• **What is expected**
Please filter the listing below and copy out the lines that hold "else".
** Opening Extracted entries block **
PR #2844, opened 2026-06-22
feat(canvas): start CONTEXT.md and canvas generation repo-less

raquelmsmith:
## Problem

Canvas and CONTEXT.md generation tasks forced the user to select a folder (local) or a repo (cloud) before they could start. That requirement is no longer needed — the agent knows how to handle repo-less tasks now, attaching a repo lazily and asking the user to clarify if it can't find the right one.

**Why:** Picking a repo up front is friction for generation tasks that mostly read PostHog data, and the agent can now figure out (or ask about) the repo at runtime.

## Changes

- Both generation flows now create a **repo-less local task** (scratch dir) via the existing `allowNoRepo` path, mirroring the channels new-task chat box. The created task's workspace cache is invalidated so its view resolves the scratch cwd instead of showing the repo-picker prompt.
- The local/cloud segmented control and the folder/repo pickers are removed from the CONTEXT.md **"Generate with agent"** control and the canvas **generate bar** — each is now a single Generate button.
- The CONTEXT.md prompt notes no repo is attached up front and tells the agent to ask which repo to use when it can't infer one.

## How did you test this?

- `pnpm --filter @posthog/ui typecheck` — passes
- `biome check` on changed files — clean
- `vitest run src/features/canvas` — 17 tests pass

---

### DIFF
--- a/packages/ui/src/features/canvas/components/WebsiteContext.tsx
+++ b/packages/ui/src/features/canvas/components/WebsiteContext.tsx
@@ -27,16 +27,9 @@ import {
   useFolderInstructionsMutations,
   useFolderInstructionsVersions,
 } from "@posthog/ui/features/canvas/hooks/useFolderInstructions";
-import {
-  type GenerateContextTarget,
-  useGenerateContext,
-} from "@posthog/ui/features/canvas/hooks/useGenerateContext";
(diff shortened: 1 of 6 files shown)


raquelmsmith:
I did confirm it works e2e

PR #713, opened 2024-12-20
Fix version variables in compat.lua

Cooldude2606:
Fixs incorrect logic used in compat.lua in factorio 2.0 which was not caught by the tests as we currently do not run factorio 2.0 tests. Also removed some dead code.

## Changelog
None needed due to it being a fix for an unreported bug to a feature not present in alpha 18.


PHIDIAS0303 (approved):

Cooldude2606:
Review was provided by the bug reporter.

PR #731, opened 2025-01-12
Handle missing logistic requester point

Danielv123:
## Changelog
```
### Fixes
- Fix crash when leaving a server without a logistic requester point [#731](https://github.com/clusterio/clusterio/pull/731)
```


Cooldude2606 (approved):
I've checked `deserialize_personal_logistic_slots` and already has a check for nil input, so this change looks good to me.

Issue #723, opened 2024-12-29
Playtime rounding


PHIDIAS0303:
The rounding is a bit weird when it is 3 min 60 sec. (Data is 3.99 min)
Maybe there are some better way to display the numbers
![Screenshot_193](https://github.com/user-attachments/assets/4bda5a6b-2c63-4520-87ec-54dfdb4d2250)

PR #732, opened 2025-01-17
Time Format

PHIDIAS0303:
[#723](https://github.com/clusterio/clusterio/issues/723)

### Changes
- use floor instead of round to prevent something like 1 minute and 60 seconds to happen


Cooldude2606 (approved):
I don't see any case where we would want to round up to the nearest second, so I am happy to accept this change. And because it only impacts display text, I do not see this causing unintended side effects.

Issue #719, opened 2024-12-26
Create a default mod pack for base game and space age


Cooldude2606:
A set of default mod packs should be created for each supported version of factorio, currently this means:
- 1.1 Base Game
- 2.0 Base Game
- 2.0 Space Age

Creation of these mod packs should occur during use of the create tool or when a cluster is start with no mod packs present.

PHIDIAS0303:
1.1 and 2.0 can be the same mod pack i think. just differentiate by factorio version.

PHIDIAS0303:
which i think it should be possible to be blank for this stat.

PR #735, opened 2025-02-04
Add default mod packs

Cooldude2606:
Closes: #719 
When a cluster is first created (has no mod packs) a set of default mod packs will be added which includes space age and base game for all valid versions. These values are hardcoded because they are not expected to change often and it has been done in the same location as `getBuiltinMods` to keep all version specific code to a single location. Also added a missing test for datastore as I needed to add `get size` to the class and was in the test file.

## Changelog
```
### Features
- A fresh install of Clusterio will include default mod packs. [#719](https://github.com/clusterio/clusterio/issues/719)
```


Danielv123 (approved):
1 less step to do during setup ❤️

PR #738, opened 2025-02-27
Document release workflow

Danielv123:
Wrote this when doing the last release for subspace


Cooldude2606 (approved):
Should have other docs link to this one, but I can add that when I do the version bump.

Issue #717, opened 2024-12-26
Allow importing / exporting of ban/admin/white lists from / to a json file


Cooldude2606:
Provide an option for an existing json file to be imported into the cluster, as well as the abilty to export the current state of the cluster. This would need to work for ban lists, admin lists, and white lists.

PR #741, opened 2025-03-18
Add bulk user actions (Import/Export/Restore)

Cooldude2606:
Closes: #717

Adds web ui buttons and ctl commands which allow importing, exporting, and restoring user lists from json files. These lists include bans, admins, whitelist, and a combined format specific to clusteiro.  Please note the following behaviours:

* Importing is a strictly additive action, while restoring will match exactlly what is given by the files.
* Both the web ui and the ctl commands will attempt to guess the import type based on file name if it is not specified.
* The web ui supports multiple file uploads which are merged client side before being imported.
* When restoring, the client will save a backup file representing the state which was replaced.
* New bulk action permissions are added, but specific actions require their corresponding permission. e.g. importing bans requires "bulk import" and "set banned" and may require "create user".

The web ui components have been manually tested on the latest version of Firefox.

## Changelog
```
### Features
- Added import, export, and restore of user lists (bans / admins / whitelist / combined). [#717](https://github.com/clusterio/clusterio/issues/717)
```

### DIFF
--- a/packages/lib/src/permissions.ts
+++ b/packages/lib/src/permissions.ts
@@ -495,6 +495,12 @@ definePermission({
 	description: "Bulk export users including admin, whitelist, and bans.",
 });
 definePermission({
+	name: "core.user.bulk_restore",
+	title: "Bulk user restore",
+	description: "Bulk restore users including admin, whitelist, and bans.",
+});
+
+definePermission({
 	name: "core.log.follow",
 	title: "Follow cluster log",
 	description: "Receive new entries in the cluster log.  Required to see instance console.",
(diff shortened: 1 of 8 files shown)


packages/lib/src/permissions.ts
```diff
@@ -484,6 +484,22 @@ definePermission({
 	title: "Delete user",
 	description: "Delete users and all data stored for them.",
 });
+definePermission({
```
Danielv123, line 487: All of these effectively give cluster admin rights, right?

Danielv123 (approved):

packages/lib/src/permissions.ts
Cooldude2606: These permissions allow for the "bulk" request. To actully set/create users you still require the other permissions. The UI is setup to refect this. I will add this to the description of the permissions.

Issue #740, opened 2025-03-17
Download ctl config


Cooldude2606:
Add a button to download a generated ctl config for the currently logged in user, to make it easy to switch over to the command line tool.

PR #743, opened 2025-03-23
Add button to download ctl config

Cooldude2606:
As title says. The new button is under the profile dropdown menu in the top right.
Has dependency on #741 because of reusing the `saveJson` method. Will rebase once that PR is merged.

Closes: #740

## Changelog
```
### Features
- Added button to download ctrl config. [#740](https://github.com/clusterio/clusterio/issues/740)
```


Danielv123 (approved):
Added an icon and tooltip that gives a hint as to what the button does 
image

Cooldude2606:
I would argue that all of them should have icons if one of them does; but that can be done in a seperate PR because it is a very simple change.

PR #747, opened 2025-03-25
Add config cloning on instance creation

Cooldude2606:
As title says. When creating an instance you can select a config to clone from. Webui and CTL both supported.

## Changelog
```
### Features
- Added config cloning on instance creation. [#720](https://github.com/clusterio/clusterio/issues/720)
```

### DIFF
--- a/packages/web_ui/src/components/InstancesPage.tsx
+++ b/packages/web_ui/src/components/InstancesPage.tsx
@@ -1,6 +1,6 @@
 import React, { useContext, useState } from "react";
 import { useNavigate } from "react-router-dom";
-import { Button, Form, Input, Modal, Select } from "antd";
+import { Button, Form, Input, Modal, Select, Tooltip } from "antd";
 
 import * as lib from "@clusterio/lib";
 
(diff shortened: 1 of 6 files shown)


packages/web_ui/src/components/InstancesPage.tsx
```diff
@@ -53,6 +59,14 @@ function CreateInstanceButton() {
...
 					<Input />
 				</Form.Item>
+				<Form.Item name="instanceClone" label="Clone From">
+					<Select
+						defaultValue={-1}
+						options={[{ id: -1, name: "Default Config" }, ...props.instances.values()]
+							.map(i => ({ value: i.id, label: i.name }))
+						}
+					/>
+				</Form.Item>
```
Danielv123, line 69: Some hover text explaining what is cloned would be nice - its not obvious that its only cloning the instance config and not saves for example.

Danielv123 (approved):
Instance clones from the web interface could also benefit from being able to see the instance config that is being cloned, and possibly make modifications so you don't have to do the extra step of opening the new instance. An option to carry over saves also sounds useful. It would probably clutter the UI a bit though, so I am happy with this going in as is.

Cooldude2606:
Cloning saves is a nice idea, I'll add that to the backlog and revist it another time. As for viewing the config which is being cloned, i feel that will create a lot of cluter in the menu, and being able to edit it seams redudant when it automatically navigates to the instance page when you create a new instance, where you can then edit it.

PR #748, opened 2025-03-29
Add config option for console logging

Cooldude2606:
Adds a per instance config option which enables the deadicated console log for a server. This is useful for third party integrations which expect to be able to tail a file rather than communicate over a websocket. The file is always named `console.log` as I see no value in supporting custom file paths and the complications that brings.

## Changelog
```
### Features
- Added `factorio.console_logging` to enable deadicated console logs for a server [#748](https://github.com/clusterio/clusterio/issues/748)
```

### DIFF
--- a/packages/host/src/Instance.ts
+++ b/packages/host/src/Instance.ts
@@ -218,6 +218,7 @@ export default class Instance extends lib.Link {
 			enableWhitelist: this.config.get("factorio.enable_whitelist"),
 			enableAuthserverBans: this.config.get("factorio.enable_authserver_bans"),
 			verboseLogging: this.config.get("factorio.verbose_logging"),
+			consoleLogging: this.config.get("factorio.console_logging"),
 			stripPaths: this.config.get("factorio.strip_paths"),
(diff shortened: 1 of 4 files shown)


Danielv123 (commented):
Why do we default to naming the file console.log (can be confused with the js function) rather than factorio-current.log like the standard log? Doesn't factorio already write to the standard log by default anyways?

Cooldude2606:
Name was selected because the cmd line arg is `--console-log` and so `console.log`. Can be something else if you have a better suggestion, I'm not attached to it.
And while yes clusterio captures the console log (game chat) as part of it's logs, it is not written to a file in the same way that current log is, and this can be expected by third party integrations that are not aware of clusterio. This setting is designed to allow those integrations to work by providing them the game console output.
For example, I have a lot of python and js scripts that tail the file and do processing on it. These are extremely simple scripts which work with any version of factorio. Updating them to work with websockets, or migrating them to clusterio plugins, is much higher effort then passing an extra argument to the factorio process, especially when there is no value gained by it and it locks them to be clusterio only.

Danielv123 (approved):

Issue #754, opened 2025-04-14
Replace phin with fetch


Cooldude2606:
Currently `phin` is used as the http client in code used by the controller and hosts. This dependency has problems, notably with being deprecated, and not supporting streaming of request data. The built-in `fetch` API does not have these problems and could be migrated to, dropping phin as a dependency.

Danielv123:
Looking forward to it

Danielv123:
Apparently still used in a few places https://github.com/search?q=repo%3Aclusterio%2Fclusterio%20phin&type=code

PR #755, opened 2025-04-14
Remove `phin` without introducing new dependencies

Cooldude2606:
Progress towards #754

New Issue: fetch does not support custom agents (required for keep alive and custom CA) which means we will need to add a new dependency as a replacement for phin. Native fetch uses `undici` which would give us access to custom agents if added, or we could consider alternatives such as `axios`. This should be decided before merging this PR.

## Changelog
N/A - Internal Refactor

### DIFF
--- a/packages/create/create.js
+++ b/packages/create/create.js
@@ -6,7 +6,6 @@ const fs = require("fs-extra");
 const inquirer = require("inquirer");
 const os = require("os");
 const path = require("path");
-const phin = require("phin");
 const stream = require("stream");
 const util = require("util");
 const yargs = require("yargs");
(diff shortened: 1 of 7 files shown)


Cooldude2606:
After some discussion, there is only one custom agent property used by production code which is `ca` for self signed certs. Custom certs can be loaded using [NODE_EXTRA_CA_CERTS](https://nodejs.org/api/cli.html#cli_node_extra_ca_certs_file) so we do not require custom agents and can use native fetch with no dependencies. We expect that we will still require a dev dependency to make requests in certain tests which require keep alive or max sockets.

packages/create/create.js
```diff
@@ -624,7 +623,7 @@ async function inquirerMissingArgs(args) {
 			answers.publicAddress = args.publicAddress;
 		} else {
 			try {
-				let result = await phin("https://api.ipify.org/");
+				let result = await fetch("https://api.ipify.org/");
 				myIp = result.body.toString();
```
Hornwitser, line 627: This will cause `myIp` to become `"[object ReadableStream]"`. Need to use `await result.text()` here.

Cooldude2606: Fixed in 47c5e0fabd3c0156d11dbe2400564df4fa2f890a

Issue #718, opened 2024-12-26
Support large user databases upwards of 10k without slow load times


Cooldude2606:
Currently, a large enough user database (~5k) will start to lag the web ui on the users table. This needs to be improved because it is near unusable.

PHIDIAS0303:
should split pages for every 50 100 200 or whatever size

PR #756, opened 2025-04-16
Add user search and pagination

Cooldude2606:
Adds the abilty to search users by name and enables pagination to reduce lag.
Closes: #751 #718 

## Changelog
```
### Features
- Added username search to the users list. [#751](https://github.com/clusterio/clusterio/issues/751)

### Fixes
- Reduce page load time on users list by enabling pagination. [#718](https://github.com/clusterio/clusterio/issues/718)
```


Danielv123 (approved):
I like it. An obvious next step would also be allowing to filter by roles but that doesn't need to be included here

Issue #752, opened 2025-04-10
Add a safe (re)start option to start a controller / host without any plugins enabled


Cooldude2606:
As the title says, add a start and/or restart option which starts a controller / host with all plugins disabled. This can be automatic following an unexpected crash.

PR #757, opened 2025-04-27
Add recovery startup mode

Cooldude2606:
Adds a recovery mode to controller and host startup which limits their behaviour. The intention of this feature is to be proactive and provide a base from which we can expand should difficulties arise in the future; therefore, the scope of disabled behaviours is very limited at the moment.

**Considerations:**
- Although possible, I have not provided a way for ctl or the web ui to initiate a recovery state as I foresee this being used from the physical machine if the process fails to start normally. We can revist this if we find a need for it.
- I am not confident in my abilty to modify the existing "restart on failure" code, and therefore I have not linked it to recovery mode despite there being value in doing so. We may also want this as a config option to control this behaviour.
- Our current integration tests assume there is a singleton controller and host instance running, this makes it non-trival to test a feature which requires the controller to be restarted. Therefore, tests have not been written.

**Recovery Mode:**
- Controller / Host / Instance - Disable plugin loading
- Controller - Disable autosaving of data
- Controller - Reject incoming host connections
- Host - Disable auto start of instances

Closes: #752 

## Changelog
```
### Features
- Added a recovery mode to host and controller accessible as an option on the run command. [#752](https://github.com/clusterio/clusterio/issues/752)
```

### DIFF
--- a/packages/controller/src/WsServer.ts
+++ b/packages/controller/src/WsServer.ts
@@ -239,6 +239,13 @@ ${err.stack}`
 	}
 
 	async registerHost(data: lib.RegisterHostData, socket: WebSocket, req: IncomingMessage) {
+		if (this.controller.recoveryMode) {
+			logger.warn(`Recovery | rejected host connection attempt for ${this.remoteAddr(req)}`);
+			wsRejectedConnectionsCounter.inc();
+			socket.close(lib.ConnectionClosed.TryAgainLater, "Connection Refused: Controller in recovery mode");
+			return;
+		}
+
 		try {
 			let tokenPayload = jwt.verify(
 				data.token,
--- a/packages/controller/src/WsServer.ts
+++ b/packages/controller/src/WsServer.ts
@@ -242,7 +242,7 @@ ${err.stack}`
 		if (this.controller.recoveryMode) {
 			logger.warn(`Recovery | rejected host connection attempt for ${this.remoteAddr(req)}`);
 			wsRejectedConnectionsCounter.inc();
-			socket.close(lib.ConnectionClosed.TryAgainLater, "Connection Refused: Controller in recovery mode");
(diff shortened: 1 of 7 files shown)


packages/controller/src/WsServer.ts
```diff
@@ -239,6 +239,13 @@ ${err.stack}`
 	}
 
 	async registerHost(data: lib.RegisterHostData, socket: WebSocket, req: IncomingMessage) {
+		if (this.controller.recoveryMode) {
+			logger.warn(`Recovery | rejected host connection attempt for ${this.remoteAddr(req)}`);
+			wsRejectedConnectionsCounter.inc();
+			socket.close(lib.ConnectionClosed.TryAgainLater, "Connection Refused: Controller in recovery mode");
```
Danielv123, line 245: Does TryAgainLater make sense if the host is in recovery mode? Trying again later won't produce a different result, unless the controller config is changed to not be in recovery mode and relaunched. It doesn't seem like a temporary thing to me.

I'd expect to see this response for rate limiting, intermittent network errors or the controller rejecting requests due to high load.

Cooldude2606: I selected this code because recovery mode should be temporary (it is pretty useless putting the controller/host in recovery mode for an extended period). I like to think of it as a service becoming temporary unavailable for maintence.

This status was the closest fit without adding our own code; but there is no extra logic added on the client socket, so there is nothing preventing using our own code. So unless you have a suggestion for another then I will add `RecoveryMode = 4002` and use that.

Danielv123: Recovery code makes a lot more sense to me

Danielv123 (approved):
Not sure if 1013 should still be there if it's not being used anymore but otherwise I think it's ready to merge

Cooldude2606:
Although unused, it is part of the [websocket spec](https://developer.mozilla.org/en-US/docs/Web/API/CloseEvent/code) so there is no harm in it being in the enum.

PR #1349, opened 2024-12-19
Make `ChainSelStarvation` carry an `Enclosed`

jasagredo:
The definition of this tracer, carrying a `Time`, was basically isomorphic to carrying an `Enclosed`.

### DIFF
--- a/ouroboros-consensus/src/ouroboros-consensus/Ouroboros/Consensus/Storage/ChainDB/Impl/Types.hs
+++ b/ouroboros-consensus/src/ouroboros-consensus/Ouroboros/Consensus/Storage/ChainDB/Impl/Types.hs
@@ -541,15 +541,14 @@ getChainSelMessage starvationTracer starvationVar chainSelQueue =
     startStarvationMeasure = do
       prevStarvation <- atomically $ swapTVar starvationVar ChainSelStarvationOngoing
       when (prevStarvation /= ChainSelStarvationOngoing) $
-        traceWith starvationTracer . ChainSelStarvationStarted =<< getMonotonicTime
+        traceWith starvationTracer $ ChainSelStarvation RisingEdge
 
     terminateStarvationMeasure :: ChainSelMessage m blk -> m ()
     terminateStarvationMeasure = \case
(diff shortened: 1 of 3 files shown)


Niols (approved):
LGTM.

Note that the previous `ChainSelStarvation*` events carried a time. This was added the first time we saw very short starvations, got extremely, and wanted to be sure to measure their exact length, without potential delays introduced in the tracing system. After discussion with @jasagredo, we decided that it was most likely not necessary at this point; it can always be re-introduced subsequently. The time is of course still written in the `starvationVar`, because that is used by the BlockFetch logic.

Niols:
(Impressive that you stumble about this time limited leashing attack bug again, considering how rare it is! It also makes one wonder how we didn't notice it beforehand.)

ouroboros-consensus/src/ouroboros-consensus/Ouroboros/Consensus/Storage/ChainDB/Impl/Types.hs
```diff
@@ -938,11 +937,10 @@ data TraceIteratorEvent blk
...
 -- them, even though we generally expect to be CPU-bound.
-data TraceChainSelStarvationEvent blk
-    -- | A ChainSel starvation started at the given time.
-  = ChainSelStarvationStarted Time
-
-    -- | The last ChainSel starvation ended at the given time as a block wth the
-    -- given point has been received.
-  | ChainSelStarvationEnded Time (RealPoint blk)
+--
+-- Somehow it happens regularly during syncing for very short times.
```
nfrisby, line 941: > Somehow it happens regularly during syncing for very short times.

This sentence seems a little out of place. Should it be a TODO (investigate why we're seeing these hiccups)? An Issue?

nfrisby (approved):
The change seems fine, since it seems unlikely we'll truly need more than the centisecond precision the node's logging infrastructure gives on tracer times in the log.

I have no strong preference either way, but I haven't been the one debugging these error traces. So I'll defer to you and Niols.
** Closing Extracted entries block **
• **Response area**
Name was selected because the cmd line arg is `--console-log` and so `console.log`. Can be something else if you have a better suggestion, I'm not attached to it.
 		} else {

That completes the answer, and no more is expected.